Summary of binning performance for 31 ICoVeR-refined genome bins initially assigned with different binning algorithms for AD microbiome dataset

Binning algorithm

Average completeness (%)

Average contamination (%)

F1 (%)

MetaBAT_1

66.3

1.4

75.4

MetaBAT_2

70.4

2.2

79.3

MyCC

78.3

8.9

82.5

CONCOCTa

87.3

42.7

56.9

ICoVeR

76.6

1.8

84.4

aThe relatively lower performance of CONCOCT on the AD microbiome dataset may be attributed to the loss of precision due to insufficient number of samples analysed (accuracy starts to decrease below 50 samples). Results for ICoVeR are highlighted in bold font

Visualization and refinement of AD microbiome bins with ICoVeR

Although visualization with ICoVeR facilitates whole community analysis, for some datasets of high microbial complexity, the refinement process of all generated genome bins might be time-consuming. Here, we used CheckM to estimate the completeness and contamination of the resulting MetaBAT, CONCOCT and MyCC genome bins in order to prioritize most complete genome bins for further refinement with ICoVeR (Tables 2 and 3). In total, we selected 31 genome bins with around 50% of completeness, based on the CheckM results for the different automated binning algorithms (these bins can be visualised using a running instance of the tool preloaded with AD microbiome dataset; http://icover.list.lu:4200/ocpu/user/icover/library/ICoVeR/www/). A step-by-step description on how to load the data and refine contig bins is provided online for a few ICoVeR-refined genome bins (https://git.list.lu/eScience/ICoVeR/wikis/home/).

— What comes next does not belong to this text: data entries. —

PR #2567, opened 2019-07-09
Return gas used in dry run of contract create tx

lucafavatella:
Delivers https://www.pivotaltracker.com/story/show/167168077

### DIFF
--- a/apps/aehttp/test/aehttp_dryrun_SUITE.erl
+++ b/apps/aehttp/test/aehttp_dryrun_SUITE.erl
@@ -114,7 +114,9 @@ spend_txs(Config) ->
     Tx1 = create_spend_tx(APub, EPub, 100000 * aec_test_utils:min_gas_price(), 20000 * aec_test_utils:min_gas_price(), 1, 100),
     Tx2 = create_spend_tx(EPub, APub, 100, 20000 * aec_test_utils:min_gas_price(), 1, 100),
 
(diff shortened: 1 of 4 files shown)


apps/aehttp/test/aehttp_dryrun_SUITE.erl
```diff
@@ -114,7 +114,9 @@ spend_txs(Config) ->
     Tx1 = create_spend_tx(APub, EPub, 100000 * aec_test_utils:min_gas_price(), 20000 * aec_test_utils:min_gas_price(), 1, 100),
     Tx2 = create_spend_tx(EPub, APub, 100, 20000 * aec_test_utils:min_gas_price(), 1, 100),
 
-    {ok, 200, #{ <<"results">> := [#{ <<"result">> := <<"ok">> }, #{ <<"result">> := <<"ok">> }] }} =
+    {ok, 200, #{ <<"results">> := [#{ <<"result">> := <<"ok">>,
+                                      <<"type">> := <<"spend">> },
+                                   #{ <<"result">> := <<"ok">> }] }} =
```
uwiger: Does the second map not also contain `<<"type">> := <<"spend">>`?

lucafavatella: Yes. I tested only on the first one.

None of the automated binning algorithms produced a single set of genome bins with highest completeness and lowest contamination (Table 2). Data visualization with ICoVeR helped to improve the completeness and to reduce the contamination for 23 out of 31 refined genome bins. Average completeness of ICoVeR-refined genome bins equaled 76.6% and contamination 1.8%. Even though the genome bins generated with CONCOCT and MyCC were in general more complete than the ICoVeR-refined bins, they both had higher levels of contamination (Table 3). Among the different binning algorithms, an average F1 score was the highest for ICoVeR-refined genome bins. Except for one genome bin, none of the ICoVeR-refined bins was characterized with the contamination exceeding 5%. Further tracking and visualization of pair-end reads mapping to assembled contigs, showed that out of nearly 15,000 good end connections, only 3.85% were between the contigs assigned to the different ICoVeR-refined genome bins (Fig. 2). This relatively low number of displayed inter-bin pair-end read connections confirms the overall low CheckM estimates of ICoVeR-refined bins contaminations (Table 2). On the other hand, this information could be integrated to the future release of ICoVeR to further improve the refinement process.
Fig. 2

Visual representation of the paired-end connections for contigs grouping into the resulting genome bins for the AD microbiome dataset. Intra- (between the contigs inside the same bin) and inter-bin (between the contigs assigned to two different bins) paired-end contig connections are displayed as grey and red lines, respectively

Metagenomic abundance of the refined genome bins was in a range from 22.3% (bin 1) to 0.1% (bin 29). Their size varied from 0.5 Mb (bin 29; 14.6% complete) to 3.37 Mb (bin 2, 96.6% complete). The GC content ranged from 35.8% (bin 23) to 59.9% (bin 6). Except for bin 6 that was assigned to Euryarchaeota, all other refined genome bins were of bacterial origin. Further biological interpretation of the obtained results is outside of the scope of the present paper and will be discussed elsewhere (manuscript in preparation).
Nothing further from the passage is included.